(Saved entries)
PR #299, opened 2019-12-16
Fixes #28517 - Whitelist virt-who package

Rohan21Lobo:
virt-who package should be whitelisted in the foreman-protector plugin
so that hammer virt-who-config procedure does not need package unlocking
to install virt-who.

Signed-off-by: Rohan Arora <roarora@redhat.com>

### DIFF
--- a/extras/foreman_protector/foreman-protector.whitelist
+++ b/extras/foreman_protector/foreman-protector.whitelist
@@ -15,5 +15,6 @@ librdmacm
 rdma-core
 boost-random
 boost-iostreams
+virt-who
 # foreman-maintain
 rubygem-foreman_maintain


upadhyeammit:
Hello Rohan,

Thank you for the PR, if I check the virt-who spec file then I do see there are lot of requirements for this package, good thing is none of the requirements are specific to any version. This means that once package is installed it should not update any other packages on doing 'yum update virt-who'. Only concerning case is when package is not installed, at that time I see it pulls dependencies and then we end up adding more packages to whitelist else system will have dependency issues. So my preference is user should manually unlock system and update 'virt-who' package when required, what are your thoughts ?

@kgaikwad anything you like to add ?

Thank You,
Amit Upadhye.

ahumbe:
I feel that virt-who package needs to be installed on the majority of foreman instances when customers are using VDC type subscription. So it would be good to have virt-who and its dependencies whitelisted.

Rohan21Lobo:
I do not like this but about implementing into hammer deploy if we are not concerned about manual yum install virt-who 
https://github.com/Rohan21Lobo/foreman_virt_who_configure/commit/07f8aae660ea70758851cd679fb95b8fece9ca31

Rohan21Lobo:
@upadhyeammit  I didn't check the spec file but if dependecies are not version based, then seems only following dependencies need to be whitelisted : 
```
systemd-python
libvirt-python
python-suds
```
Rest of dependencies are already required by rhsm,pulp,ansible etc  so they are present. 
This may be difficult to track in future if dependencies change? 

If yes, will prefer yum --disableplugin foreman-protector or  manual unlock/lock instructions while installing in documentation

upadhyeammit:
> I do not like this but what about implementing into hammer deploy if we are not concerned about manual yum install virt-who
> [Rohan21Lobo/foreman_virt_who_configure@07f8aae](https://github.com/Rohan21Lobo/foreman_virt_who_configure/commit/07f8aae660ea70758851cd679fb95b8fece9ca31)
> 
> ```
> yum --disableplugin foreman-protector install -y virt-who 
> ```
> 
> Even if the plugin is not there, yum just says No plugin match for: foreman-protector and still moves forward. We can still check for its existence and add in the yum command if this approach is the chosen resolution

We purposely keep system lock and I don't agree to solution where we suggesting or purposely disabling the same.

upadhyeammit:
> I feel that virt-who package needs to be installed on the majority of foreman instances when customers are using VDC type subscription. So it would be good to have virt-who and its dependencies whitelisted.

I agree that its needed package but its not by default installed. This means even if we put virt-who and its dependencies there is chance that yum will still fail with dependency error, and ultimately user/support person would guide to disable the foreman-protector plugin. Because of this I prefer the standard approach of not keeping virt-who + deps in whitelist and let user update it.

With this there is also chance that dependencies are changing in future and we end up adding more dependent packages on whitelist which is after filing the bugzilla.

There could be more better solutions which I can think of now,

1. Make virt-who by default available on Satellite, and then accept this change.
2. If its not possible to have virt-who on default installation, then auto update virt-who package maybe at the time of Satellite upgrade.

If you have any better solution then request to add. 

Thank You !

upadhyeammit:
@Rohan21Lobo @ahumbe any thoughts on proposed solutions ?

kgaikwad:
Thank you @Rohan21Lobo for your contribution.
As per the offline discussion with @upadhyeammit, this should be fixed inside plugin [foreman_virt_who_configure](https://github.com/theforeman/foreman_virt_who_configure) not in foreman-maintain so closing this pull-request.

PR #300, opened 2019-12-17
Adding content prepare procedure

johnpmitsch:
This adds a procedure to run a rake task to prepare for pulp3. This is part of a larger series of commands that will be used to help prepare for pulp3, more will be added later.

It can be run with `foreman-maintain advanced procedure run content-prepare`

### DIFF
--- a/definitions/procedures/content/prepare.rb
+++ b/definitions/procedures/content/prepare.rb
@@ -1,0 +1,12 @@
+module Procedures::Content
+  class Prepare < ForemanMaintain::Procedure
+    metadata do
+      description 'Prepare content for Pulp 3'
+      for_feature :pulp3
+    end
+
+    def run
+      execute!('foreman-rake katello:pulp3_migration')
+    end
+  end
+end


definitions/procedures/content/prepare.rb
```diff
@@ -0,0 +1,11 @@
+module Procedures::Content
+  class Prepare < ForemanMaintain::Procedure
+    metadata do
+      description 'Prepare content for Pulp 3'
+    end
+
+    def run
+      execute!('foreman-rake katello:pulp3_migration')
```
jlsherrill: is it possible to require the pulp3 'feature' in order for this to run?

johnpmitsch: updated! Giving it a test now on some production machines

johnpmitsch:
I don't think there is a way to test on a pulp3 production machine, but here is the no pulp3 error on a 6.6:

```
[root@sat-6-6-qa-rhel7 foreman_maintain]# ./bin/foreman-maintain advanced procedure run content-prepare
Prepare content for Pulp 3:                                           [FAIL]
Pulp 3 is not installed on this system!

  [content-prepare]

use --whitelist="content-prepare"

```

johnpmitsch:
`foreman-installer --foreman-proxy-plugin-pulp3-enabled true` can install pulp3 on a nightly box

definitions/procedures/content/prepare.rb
--
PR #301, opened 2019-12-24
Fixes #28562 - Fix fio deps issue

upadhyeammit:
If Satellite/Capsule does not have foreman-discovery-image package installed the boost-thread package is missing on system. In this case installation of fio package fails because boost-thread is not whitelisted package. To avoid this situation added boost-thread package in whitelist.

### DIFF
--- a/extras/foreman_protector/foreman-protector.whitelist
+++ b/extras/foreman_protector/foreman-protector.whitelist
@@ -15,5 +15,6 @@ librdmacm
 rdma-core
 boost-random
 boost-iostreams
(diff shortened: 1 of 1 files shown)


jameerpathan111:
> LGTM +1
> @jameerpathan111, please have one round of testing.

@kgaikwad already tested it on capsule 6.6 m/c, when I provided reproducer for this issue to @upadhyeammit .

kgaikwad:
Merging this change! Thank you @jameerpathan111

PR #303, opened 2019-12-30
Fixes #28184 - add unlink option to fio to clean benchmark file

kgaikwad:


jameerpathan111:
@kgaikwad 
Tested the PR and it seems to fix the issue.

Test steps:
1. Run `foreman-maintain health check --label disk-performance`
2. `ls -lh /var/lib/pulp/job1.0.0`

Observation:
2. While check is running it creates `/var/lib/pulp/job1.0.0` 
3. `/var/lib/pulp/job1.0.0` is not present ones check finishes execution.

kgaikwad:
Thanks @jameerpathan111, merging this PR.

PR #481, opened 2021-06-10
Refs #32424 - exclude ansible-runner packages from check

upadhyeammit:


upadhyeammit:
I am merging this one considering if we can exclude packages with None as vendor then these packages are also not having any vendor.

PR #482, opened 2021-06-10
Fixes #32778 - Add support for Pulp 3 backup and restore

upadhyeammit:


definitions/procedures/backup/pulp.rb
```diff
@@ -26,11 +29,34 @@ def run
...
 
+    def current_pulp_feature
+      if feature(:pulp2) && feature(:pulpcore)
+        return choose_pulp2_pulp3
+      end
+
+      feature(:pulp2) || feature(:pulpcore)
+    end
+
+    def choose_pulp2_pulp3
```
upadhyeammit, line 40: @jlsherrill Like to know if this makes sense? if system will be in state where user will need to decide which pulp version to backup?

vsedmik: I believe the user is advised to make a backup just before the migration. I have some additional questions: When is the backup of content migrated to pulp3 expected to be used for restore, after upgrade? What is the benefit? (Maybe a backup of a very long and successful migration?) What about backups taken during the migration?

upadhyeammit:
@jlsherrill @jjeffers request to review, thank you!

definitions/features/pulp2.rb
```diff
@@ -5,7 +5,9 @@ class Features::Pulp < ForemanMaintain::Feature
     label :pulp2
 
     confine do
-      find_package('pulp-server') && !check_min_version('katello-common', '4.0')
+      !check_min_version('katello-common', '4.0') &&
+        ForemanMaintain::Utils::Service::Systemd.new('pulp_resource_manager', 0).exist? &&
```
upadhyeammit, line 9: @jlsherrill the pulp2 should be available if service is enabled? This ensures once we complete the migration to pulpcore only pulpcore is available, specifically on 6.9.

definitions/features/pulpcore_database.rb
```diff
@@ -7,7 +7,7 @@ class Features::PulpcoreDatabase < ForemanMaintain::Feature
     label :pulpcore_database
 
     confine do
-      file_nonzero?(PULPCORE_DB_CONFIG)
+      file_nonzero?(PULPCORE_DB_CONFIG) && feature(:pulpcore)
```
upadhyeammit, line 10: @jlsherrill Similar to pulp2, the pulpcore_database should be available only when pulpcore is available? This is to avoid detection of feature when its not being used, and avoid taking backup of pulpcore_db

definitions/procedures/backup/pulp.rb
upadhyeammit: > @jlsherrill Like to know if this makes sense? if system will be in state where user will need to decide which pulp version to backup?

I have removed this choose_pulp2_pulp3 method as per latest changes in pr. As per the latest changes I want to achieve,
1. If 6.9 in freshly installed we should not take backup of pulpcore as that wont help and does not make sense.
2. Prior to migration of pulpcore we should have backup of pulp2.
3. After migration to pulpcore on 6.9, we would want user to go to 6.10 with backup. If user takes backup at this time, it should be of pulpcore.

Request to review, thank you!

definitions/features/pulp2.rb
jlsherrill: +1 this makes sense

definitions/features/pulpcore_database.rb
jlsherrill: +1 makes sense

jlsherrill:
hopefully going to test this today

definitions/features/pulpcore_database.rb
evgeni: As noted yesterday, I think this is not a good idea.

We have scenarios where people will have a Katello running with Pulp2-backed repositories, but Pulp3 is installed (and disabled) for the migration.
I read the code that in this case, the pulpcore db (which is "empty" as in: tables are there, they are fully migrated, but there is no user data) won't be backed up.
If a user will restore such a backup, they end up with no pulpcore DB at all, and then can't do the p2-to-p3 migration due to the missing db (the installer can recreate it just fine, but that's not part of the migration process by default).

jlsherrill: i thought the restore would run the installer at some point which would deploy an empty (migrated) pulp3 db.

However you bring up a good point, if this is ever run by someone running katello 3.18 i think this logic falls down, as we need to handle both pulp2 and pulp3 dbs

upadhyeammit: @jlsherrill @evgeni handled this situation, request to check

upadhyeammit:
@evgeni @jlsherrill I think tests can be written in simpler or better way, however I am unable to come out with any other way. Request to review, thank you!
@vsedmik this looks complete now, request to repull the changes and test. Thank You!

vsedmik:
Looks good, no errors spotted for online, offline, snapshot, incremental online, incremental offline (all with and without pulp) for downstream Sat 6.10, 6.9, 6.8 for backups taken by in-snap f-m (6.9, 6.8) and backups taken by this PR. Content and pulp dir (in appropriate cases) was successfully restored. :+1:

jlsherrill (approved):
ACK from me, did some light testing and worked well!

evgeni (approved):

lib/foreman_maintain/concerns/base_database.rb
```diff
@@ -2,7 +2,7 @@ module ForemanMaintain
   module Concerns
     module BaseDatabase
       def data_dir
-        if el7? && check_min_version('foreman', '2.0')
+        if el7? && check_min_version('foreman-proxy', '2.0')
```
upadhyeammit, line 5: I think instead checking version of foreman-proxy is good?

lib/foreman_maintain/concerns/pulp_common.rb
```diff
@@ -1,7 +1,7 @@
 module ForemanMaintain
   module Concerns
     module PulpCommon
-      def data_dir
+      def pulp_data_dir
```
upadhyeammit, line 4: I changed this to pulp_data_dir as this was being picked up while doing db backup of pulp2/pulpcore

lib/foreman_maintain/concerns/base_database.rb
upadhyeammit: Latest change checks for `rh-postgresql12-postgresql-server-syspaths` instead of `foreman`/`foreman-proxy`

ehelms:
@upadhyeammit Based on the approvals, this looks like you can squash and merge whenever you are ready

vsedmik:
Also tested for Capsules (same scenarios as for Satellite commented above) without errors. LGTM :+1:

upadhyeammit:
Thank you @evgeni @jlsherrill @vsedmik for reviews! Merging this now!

## Exercise objective
Wherever the word "python" appears in a line of the data above, copy that line.

## Answer for this exercise
systemd-python
libvirt-python
python-suds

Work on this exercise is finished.